Não pense que sou um canalha, grosseiro com as mulheres. Essa mulher não se trata de uma como as outras. Se trata da mulher que fez minha vida virar completamente do avesso, me afundou no poço da loucura e então sumiu, desapareceu por longos seis anos sem nem ao menos de se importar com um pedido de desculpas. E agora estava de volta, assim, de repente, sem motivo algum. E me queria de volta, como se nada tivesse acontecido.
O celular parou de vibrar e a mensagem foi para a caixa postal. Mas eu sabia que não seria a última.
Chamei o bartender e pedi mais um copo de whiskey. Dessa vez, pedi que deixasse a garrafa ali. O bar naquela noite estava calmo, além de mim havia apenas dois homens que bebiam e conversavam. Enchi o copo até o topo e engoli o líquido de uma vez, sentindo-o queimar na minha garganta.

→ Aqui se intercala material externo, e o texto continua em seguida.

PR #779, opened 2025-03-26
chore: Normalize imports style

Veykril:
Effectively reformatted everything with
```toml
imports_granularity = "Module"
group_imports = "StdExternalCrate"
reorder_imports = true
```

### DIFF
--- a/benches/dataflow.rs
+++ b/benches/dataflow.rs
@@ -2,10 +2,11 @@
 //!
 //! This benchmark simulates a (very simplified) version of a real dataflow analysis using fixpoint
 //! iteration.
-use codspeed_criterion_compat::{criterion_group, criterion_main, BatchSize, Criterion};
-use salsa::{CycleRecoveryAction, Database as Db, Setter};
 use std::collections::BTreeSet;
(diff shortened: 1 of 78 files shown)


MichaReiser:
How do we plan on preserving this format style in the future or are we okay if the import style denormalizes over time?

Veykril:
Great question, the main annoyance is that the rustfmt configs are still unstable 🙃 rust-analyzer will attempt to keep the ordering and style consistent (unsure if RustRover has a similar thing going on). I think it is fine if the style degrades over time, we can always do another one of these PRs every now and then, but right now imports are fairly chaotic.

Veykril:
Also I picked `imports_granularity = "Module"` given it reduces git conflicts between PRs to some extent. The option here is up to debate.

davidbarsky:
For "I hate resolving conflicts" and "trivial `git blame` reasons, I'd personally vote for `imports_granularity = "Item"`, but I know the format is ~extremely ugly~ controversial 😅

MichaReiser (approved):

PR #780, opened 2025-03-26
refactor: Discard unnecessary atomic load

Veykril:


src/function/maybe_changed_after.rs
```diff
@@ -205,12 +205,7 @@ where
         );
         if last_changed <= verified_at {
             // No input of the suitable durability has changed since last verified.
-            memo.mark_as_verified(
-                db,
-                revision_now,
-                database_key_index,
-                memo.revisions.accumulated_inputs.load(),
```
Veykril, line 212: This one specifically, we load the value here just to set it to the same one

src/accumulator/accumulated_map.rs
```diff
@@ -74,6 +74,14 @@ impl InputAccumulatedValues {
     pub const fn is_empty(self) -> bool {
         matches!(self, Self::Empty)
     }
+
+    pub fn or_shortcircuiting(self, other: impl FnOnce() -> Self) -> Self {
```
MichaReiser, line 78: Would `or` be enough? Similar to `Result::or` and `Option::or` that both "short circuit" if `self` is `Ok` or `Some`

src/function/maybe_changed_after.rs
```diff
@@ -412,10 +403,7 @@ where
                             continue 'cycle;
                         }
                     }
-                    break 'cycle VerifyResult::Unchanged(
-                        InputAccumulatedValues::Empty,
-                        CycleHeads::from(cycle_heads),
-                    );
+                    break 'cycle VerifyResult::Unchanged(inputs, CycleHeads::from(cycle_heads));
```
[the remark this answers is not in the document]
MichaReiser: CC: @carljm

Veykril:
> CC: @carljm

Unsure why I can't reply to that but right, forgot to call that change out. It looks like a bug to me but please double check

MichaReiser:
Sorry for the ping but @carljm did you see @Veykril comment?

src/function/maybe_changed_after.rs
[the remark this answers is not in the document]
carljm: Oh, sorry for missing this ping, apparently twice! I think this is change is right. It would probably be ideal to write a test that fails without this fix, though. If this fix is needed, I don't think the test should even require a cycle, as this is also the path for non-cycles. It would probably be a test with accumulated values across multiple revisions, with some inputs changing but some sub-graph (that has accumulated values in it) not changing?

src/zalsa_local.rs
```diff
@@ -158,18 +156,18 @@ impl ZalsaLocal {
...
+            input, revisions.durability, revisions.changed_at
         );
+        // We don't access the accumulator anyways
+        let revisions = AssertUnwindSafe(revisions);
         self.with_query_stack(|stack| {
             if let Some(top_query) = stack.last_mut() {
-                top_query.add_read(input, durability, changed_at, accumulated, cycle_heads);
+                top_query.add_read(input, { revisions }.0, cycle_heads);
             }
         })
```
MichaReiser, line 172: I think I prefer the old method signature in that case to avoid this very *easy to get outdated* comment about accumulators. 

Not changing the signature (or only remuving accumulated) also has the benefit that it makes the diff a bit clearer.

src/function/memo.rs
```diff
@@ -217,12 +216,12 @@ impl<V> Memo<V> {
 
     /// Mark memo as having been verified in the `revision_now`, which should
     /// be the current revision.
+    #[inline]
```
MichaReiser, line 219: It would be great to have a comment here mentioning that it's the caller's responsibility to update `accumulated` if their accumulated values have changed since  the query ran last

MichaReiser (approved):

src/zalsa_local.rs
Veykril: Went for that and `#[inline]`'d the function given ti has only one use site

src/function/maybe_changed_after.rs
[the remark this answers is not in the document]
Veykril: Hmm, I gave this a quick try with building a test but couldn't really figure out one that hits this. I don't really know the accumulation stuff well enough here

Observei a aliança em meu dedo. Sohye deveria estar me esperando em casa, nunca dormia se eu não estivesse ao seu lado. Sabia que eu estava com problemas, mas pensava que era algo no trabalho. Não gostava de esconder nada de minha esposa, mas não deixaria que ela soubesse sobre esse meu passado. Não foi minha culpa, eu sei, mas temo do que ela iria pensar quando soubesse que esse passado está fazendo de tudo para se tornar o presente.
O celular começou a vibrar novamente. Ela não cansava. Mas dessa vez foi mais rápido, a ligação não durou nem trinta segundos.
O rangido da porta de entrada do bar sendo aberta ecoou por todo o local, mas me dei ao trabalho de olhar quem era até ver o olhar paralisado do bartender a minha frente.
Apesar dos seis anos que se passaram, Miyoung não havia mudado muita coisa. O cabelo, antes platinado, agora estava em seu castanho natural, mas as roupas vulgares, o caminhar e o sorriso de quem estava a procura de problemas continuava o mesmo. Igual a quando eu a conheci.— Olá, Junhong. — ela disse, enlarguecendo aquele sorriso que eu tanto odiava.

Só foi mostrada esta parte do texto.